> **Try it**
Determine how many lines in the entries below contain the word "beam". The reply is that number alone.

━━━━━ Exercise materials

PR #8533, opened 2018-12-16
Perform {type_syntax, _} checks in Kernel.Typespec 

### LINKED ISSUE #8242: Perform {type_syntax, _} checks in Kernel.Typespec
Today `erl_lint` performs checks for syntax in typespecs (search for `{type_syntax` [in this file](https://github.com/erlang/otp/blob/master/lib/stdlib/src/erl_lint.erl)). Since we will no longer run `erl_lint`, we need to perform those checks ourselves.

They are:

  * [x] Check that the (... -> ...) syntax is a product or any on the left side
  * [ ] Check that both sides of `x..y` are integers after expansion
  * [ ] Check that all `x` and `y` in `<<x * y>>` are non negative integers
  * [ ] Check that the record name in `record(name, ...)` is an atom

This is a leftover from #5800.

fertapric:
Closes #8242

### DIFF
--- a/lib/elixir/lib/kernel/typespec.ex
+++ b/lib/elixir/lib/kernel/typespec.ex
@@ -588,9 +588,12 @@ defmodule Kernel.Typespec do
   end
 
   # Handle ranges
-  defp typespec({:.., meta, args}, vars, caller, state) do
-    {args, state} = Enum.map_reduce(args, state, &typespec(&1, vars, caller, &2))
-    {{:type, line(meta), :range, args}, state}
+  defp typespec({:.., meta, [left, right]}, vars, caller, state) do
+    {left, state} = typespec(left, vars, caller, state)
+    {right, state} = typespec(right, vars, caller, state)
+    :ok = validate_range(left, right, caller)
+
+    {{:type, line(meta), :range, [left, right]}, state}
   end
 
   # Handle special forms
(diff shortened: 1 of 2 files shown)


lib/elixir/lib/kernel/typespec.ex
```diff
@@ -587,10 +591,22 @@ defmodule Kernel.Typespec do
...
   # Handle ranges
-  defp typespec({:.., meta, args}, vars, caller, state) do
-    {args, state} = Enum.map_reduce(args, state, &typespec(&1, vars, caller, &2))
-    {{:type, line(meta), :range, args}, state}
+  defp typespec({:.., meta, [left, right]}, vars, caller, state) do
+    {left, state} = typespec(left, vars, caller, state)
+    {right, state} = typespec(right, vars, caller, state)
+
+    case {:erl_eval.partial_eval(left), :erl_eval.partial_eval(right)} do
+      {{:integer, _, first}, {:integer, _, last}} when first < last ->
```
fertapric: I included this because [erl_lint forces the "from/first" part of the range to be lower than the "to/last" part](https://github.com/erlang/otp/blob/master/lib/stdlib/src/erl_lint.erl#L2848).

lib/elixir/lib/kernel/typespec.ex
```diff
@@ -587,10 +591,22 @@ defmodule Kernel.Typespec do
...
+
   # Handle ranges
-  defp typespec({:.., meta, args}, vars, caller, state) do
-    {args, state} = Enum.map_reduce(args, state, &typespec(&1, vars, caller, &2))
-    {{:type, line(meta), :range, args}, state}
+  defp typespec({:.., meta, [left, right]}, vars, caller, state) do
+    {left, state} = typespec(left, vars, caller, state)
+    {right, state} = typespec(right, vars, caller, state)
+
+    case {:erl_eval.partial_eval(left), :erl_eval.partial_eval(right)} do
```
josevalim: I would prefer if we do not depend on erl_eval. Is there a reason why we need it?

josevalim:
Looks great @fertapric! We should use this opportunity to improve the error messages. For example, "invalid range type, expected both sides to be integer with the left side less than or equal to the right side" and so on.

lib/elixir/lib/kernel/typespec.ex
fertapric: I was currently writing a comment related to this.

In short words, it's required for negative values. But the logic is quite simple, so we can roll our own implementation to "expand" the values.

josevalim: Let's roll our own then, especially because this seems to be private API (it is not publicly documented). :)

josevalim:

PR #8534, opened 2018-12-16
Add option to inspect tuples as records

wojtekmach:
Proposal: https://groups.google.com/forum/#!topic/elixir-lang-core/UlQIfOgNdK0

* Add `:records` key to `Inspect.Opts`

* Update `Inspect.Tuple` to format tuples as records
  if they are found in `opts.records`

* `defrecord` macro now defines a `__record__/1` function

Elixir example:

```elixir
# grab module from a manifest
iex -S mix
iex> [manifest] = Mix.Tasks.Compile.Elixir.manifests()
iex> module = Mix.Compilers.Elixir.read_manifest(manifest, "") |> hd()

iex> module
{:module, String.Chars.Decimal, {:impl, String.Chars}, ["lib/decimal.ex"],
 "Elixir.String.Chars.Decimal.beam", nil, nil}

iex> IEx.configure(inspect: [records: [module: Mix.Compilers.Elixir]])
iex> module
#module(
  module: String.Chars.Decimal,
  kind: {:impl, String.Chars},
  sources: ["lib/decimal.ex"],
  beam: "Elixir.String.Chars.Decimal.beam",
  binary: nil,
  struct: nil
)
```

━━━━━━━━━━

> **Answer below**
2